In additional, the Nevada court added a critical fifth factor for determining fair use in this case: “Google’s Good Faith.” By providing ways to include and exclude materials from its cache, by providing a way to complain to the company, and by clearly spelling out its intentions in the display of the cache, the court determined that Google was acting in good faith—it was simply trying to provide a useful service and had no intention to profit from Field’s obsession with tea. Google has a number of features that replicate this sense of good faith in its book program, like providing links to libraries and booksellers, methods for publishers and authors to complain, and techniques for preventing user copies of copyrighted works. Advantage for Google et al.

A couple of final points that may work against Google. First, the court made a big deal out of the fact that the cache copying was completely automated, which the Google book project is clearly not. Second, the ruling constantly emphasizes the ability of Field to opt out of the program, but upset book publishers and authors believe this should be opt in, and it’s quite possible another court could agree with that position, which would weaken many of the points made above.

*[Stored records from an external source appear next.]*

PR #14236, opened 2019-06-16
Removes unneeded parentheses around return statement

MathiasReker:
| Questions     | Answers
| Branch?       | develop
| Description?  | Removes unneeded parentheses around return statement
| Type?         | improvement
| Category?     | TE
| Fixed ticket? | /
| How to test?  | /

---
This change is [Reviewable](https://reviewable.io/reviews/prestashop/prestashop/14236)

### DIFF
--- a/tests-legacy/resources/modules/ps_banner/ps_banner.php
+++ b/tests-legacy/resources/modules/ps_banner/ps_banner.php
@@ -54,11 +54,11 @@ class Ps_Banner extends Module implements WidgetInterface
 
     public function install()
     {
-        return (parent::install() &&
+        return parent::install() &&
             $this->registerHook('displayHome') &&
             $this->registerHook('actionObjectLanguageAddAfter') &&
             $this->installFixtures() &&
-            $this->disableDevice(Context::DEVICE_MOBILE));
+            $this->disableDevice(Context::DEVICE_MOBILE);
     }
 
     public function hookActionObjectLanguageAddAfter($params)


PierreRambaud:
We'll plan to remove this directoryu because of legacy context. Not sure it's needed to improve this part.
wdyt @matks ?

matks:
> We'll plan to remove this directoryu because of legacy context. Not sure it's needed to improve this part.
> wdyt @matks ?

Can't hurt 😅the removal is going to happen very slowly, so I think it's alright to put some ❤️in this directory

Quetzacoalt91:
On my side, I think modifying this modules which is only here as fixtures is unecessary. This change should be applied on the source repository in https://github.com/PrestaShop/ps_banner, or it will be lost.

By the way, I wonder if these modules should not be included in this repository as submodules, because we duplicated code and we don't really know anymore if this part should be maintained. I'm closing this PR, but this question will remain as long as we keep this code.

matks:
> By the way, I wonder if these modules should not be included in this repository as submodules, because we duplicated code and we don't really know anymore if this part should be maintained. I'm closing this PR, but this question will remain as long as we keep this code.

Maybe we should not rely on real modules in our tests 🤔only fake dummy modules ?

PierreRambaud:
I'm for in favor of dummy modules, with only the necessary, which means, if your test need two hooks, create a little module with two hooks, etc.

PR #14239, opened 2019-06-17
Introduce the usage of Module user-displayable exceptions to handle module errors (part 2)

matks:
| Questions     | Answers
| Branch?       | 1.7.6.x
| Description?  | Allow hooked modules to throw a ModuleErrorException or ModuleErrorInterface to display error messages to end-user
| Type?         | improvement
| Category?     | BO
| BC breaks?    | no
| Deprecations? | no
| Fixed ticket? | Fixes https://github.com/PrestaShop/PrestaShop/issues/13490 last issue: "How to handle errors happening inside module (translation + display to user)"
| How to test?  | See below

# How to test

Attached is a demonstration module.
[module_for_pr_hook_error.zip](https://github.com/PrestaShop/PrestaShop/files/3300628/module_for_pr_hook_error.zip)

If you install it and test this PR,
- on Add form, if you save you'll see an error message "An unexpected error occurred. [RuntimeException code 0]"
- on Edit form, if you save you'll see an error message "This is a nice display message"

# PR notes

### Background

This PR solves 2 issues:
- How to display error messages from a module hooked on a Add/Edit form process (see https://github.com/PrestaShop/PrestaShop/issues/13490)
- It also handles the usecase "module does throw an uncatched exception". In the Core, we do not catch the generic `\Exception` because we consider our duty to handle all exception paths and make sure we display the right error message for each, however we cannot guarantee Modules will do the same. So we catch `\Exception` in order to avoid the "blank page" behavior.

---
This change is [Reviewable](https://reviewable.io/reviews/prestashop/prestashop/14239)

### DIFF
--- a/src/Core/Module/Exception/ModuleErrorInterface.php
+++ b/src/Core/Module/Exception/ModuleErrorInterface.php
@@ -1,0 +1,35 @@
+<?php
+/**
+ * 2007-2019 PrestaShop and Contributors
+ *
+ * NOTICE OF LICENSE
+ *
+ * This source file is subject to the Open Software License (OSL 3.0)
+ * that is bundled with this package in the file LICENSE.txt.
+ * It is also available through the world-wide-web at this URL:
+ * https://opensource.org/licenses/OSL-3.0
+ * If you did not receive a copy of the license and are unable to
+ * obtain it through the world-wide-web, please send an email
+ * to license@prestashop.com so we can send you a copy immediately.
+ *
+ * DISCLAIMER
+ *
+ * Do not edit or add to this file if you wish to upgrade PrestaShop to newer
+ * versions in the future. If you wish to customize PrestaShop for your
+ * needs please refer to https://www.prestashop.com for more information.
+ *
+ * @author    PrestaShop SA <contact@prestashop.com>
+ * @copyright 2007-2019 PrestaShop SA and Contributors
+ * @license   https://opensource.org/licenses/OSL-3.0 Open Software License (OSL 3.0)
+ * International Registered Trademark & Property of PrestaShop SA
+ */
+
+namespace PrestaShop\PrestaShop\Core\Module\Exception;
+
+/**
+ * If an exception that implements this ModuleErrorInterface
+ * is thrown, its message will be displayed to the end-user
+ */
+interface ModuleErrorInterface
+{
+}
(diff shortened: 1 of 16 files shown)


src/Core/Module/Exception/ModuleErrorInterface.php
```diff
@@ -0,0 +1,35 @@
...
+ * International Registered Trademark & Property of PrestaShop SA
+ */
+
+namespace PrestaShop\PrestaShop\Core\Module\Exception;
+
+/**
+ * If an exception that implements this ModuleErrorInterface
+ * is thrown, its message will be displayed to the end-user
+ */
+interface ModuleErrorInterface
```
jolelievre, line 33: I'm wondering is it ok to have an empty interface? I don't mind it's just I wasn't sure it was possible

I had thought of a single `getErrorMessage` method which would allow to "customize" the exception message a bit (the simplest implementation being to simply return the exception message). This would allow to separate the exception message and the error message which might be different:
- exception message => technical message with (potentially) sensitive info (db infos, path infos, ...)
- error message => user message more "feature oriented" and safe to display

Besides by using `ModuleErrorInterface` you restrict its use to module only, maybe we could call it `FlashErrorInterface` which would allow us to use it with core exceptions as well this could simplify our internal `getErrorMessages` methods (yet it doesn't make this PR more complicated), wdyt?

eternoendless: Ideally it should extend [Throwable](https://www.php.net/manual/en/class.throwable.php), then it wouldn't be empty. But it's not possible. It's just a marker interface so that you have more flexibility to create your own exceptions in this specific case.

From a DX standpoint, it's easier to use the exception message. Regarding `FlashErrorInterface` it could be integrated in the core later and be made a parent to this one.

eternoendless: Ideally it should extend [Throwable](https://www.php.net/manual/en/class.throwable.php), then it wouldn't be empty. But it's not possible. It's just a marker interface so that you have more flexibility to create your own exceptions in this specific case.

From a DX standpoint, it's easier to use the exception message. Regarding `FlashErrorInterface` it could be integrated in the core later and be made a parent to this one.

jolelievre: Ok let's do that for now then :)

jolelievre (approved):
Thanks @matks

matks:
I fixed the empty demo module, QA can proceed 🚀

matks:
Thank you for review and QA 🎉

Google, the Khmer Rouge, and the Public Good

Like Daniel into the lion’s den, Mary Sue Coleman, the President of the University of Michigan, yesterday went in front of the Association of American Publishers to defend her institution’s participation in Google’s massive book digitization project. Her speech, “Google, the Khmer Rouge and the Public Good,” is an impassioned defense of the project, if a bit pithy at certain points. It’s worth reading in its entirety, but here are some highlights with commentary.

In two prior posts, I wondered what will happen to those digital copies of the in-copyright books the university receives as part of its deal with Google. Coleman obviously knew that this was a major concern of her audience, and she went overboard to satisfy them: “Believe me, students will not be reading digital copies of ‘Harry Potter’ in their dorm rooms…We will safeguard the entirety of this archive with the same diligence we accord our most sensitive materials at the University: medical records, Defense Department data, and highly infectious disease agents used in research.” I’m not sure if books should be compared to infectious disease agents, but it seems clear that the digital copies Michigan receives are not likely to make it into “the wild” very easily.

Coleman reminded her audience that for a long time the books in the Michigan library did not circulate and were only accessible to the Board of Regents and the faculty (no students allowed, of course). Finally Michigan President James Angell declared that books were “not to be locked up and kept away from readers, but to be placed at their disposal with the utmost freedom.” Coleman feels that the Google project is a natural extension of that declaration, and more broadly, of the university’s mission to disseminate knowledge.

Ultimately, Coleman turns from more abstract notions of sharing and freedom to the more practical considerations of how students learn today: “When students do research, they use the Internet for digitized library resources more than they use the library proper. It’s that simple. So we are obligated to take the resources of the library to the Internet. When people turn to the Internet for information, I want Michigan’s great library to be there for them to discover.” Sounds about right to me.